PR #3215, opened 2024-03-07
ENH: add shared_paths method

martinfleis:
xref #2010 

One thing I was considering here was if to explode the collection to two GeoSeries but if a user does not care about the direction then the original GeometryCollection that comes from GEOS is probably better and they can explode it later if needed.


geopandas/tests/test_geom_methods.py
```diff
@@ -173,11 +173,6 @@ def setup_method(self):
         self.g12 = GeoSeries([self.l5])
         self.g13 = GeoSeries([self.l6])
 
-        self.l5 = LineString([(100, 0), (0, 0), (0, 100)])
-        self.l6 = LineString([(5, 5), (5, 100), (100, 5)])
-        self.g12 = GeoSeries([self.l5])
-        self.g13 = GeoSeries([self.l6])
-
```
martinfleis, line 180: This is a duplication of the lines right above I just noticed.

geopandas/base.py
```diff
@@ -4220,6 +4220,98 @@ def snap(self, other, tolerance, align=True):
...
+           :align: center
+
+        Parameters
+        ----------
+        other : Geoseries or geometric object
+            The Geoseries (elementwise) or geometric object to find the shared paths
+            with. Has to contain only (Multi)LineString or LinearRing geometry types.
+        align : bool (default True)
+            If True, automatically aligns GeoSeries based on their indices. If False,
+            the order of elements is preserved.
```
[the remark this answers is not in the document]
martinfleis: At the moment, all methods that take array of geometries have the align keyword. I have just updated it to default to None as we did elsewhere.

The solution with raise is used for other, non-geo args, like distance or tolerance. 

Not the best solution but consistent within the limits.

geopandas/base.py
```diff
@@ -4454,6 +4454,98 @@ def snap(self, other, tolerance, align=None):
         """
         return _binary_geo("snap", self, other, align, tolerance=tolerance)
 
+    def shared_paths(self, other, align=None):
+        """
+        Returns the shared paths between two geometries.
+
+        Geometries within the GeoSeries should be only (Multi)LineStrings or
+        LinearRings. A GeoSeries of GeometryCollections is returned with two elements
+        in each GeometryCollections. The first element is a MultiLineString containing
```
jorisvandenbossche, line 4463:
```suggestion
        in each GeometryCollection. The first element is a MultiLineString containing
```

jorisvandenbossche:
Small idea for the docstring: should we mention how you can get the element out of the collection? For example, how to get a GeoSeries of multilinstrings of the same direction?
With shapely this is `shapely.get_geometry(geoms, 0)`, but not sure if we already expose that in geopandas as well? (I don't see it listed in https://github.com/geopandas/geopandas/issues/2010)

martinfleis:
> With shapely this is shapely.get_geometry(geoms, 0), but not sure if we already expose that in geopandas as well? (I don't see it listed in https://github.com/geopandas/geopandas/issues/2010)

That must have fallen through. I will add it to the list and prepare a PR soon-ish. Will link to the resulting method from here once ready.

CHANGELOG.md
```diff
@@ -59,7 +60,7 @@ New features and improvements:
   `buffer(0)` (#3113).
 - Passing `"geometry"` as `dtype` to `pd.read_csv` will now return a GeoSeries for
   the specified columns (#3101).
-- Added support to ``read_file`` for the ``mask`` keyword for the pyogrio engine (#3062).
+-- Added support to ``read_file`` for the ``mask`` keyword for the pyogrio engine (#3062).
```
jorisvandenbossche, line 63:
```suggestion
- Added support to ``read_file`` for the ``mask`` keyword for the pyogrio engine (#3062).
```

══════════

§ WORK ITEM:
Write out the records in full, word for word.

§ RESULT:
PR #3215, opened 2024-03-07
ENH: add shared_paths method

martinfleis:
xref #2010 

One thing I was considering here was if to explode the collection to two GeoSeries but if a user does not care about the direction then the original GeometryCollection that comes from GEOS is probably better and they can explode it later if needed.


geopandas/tests/test_geom_methods.py
```diff
@@ -173,11 +173,6 @@ def setup_method(self):
         self.g12 = GeoSeries([self.l5])
         self.g13 = GeoSeries([self.l6])
 
-        self.l5 = LineString([(100, 0), (0, 0), (0, 100)])
-        self.l6 = LineString([(5, 5), (5, 100), (100, 5)])
-        self.g12 = GeoSeries([self.l5])
-        self.g13 = GeoSeries([self.l6])
-
```
martinfleis, line 180: This is a duplication of the lines right above I just noticed.

geopandas/base.py
```diff
@@ -4220,6 +4220,98 @@ def snap(self, other, tolerance, align=True):
...
+           :align: center
+
+        Parameters
+        ----------
+        other : Geoseries or geometric object
+            The Geoseries (elementwise) or geometric object to find the shared paths
+            with. Has to contain only (Multi)LineString or LinearRing geometry types.
+        align : bool (default True)
+            If True, automatically aligns GeoSeries based on their indices. If False,
+            the order of elements is preserved.
```
[the remark this answers is not in the document]
martinfleis: At the moment, all methods that take array of geometries have the align keyword. I have just updated it to default to None as we did elsewhere.

The solution with raise is used for other, non-geo args, like distance or tolerance. 

Not the best solution but consistent within the limits.

geopandas/base.py
```diff
@@ -4454,6 +4454,98 @@ def snap(self, other, tolerance, align=None):
         """
         return _binary_geo("snap", self, other, align, tolerance=tolerance)
 
+    def shared_paths(self, other, align=None):
+        """
+        Returns the shared paths between two geometries.
+
+        Geometries within the GeoSeries should be only (Multi)LineStrings or
+        LinearRings. A GeoSeries of GeometryCollections is returned with two elements
+        in each GeometryCollections. The first element is a MultiLineString containing
```
jorisvandenbossche, line 4463:
```suggestion
        in each GeometryCollection. The first element is a MultiLineString containing
```

jorisvandenbossche:
Small idea for the docstring: should we mention how you can get the element out of the collection? For example, how to get a GeoSeries of multilinstrings of the same direction?
With shapely this is `shapely.get_geometry(geoms, 0)`, but not sure if we already expose that in geopandas as well? (I don't see it listed in https://github.com/geopandas/geopandas/issues/2010)

martinfleis:
> With shapely this is shapely.get_geometry(geoms, 0), but not sure if we already expose that in geopandas as well? (I don't see it listed in https://github.com/geopandas/geopandas/issues/2010)

That must have fallen through. I will add it to the list and prepare a PR soon-ish. Will link to the resulting method from here once ready.

CHANGELOG.md
```diff
@@ -59,7 +60,7 @@ New features and improvements:
   `buffer(0)` (#3113).
 - Passing `"geometry"` as `dtype` to `pd.read_csv` will now return a GeoSeries for
   the specified columns (#3101).
-- Added support to ``read_file`` for the ``mask`` keyword for the pyogrio engine (#3062).
+-- Added support to ``read_file`` for the ``mask`` keyword for the pyogrio engine (#3062).
```
jorisvandenbossche, line 63:
```suggestion
- Added support to ``read_file`` for the ``mask`` keyword for the pyogrio engine (#3062).
```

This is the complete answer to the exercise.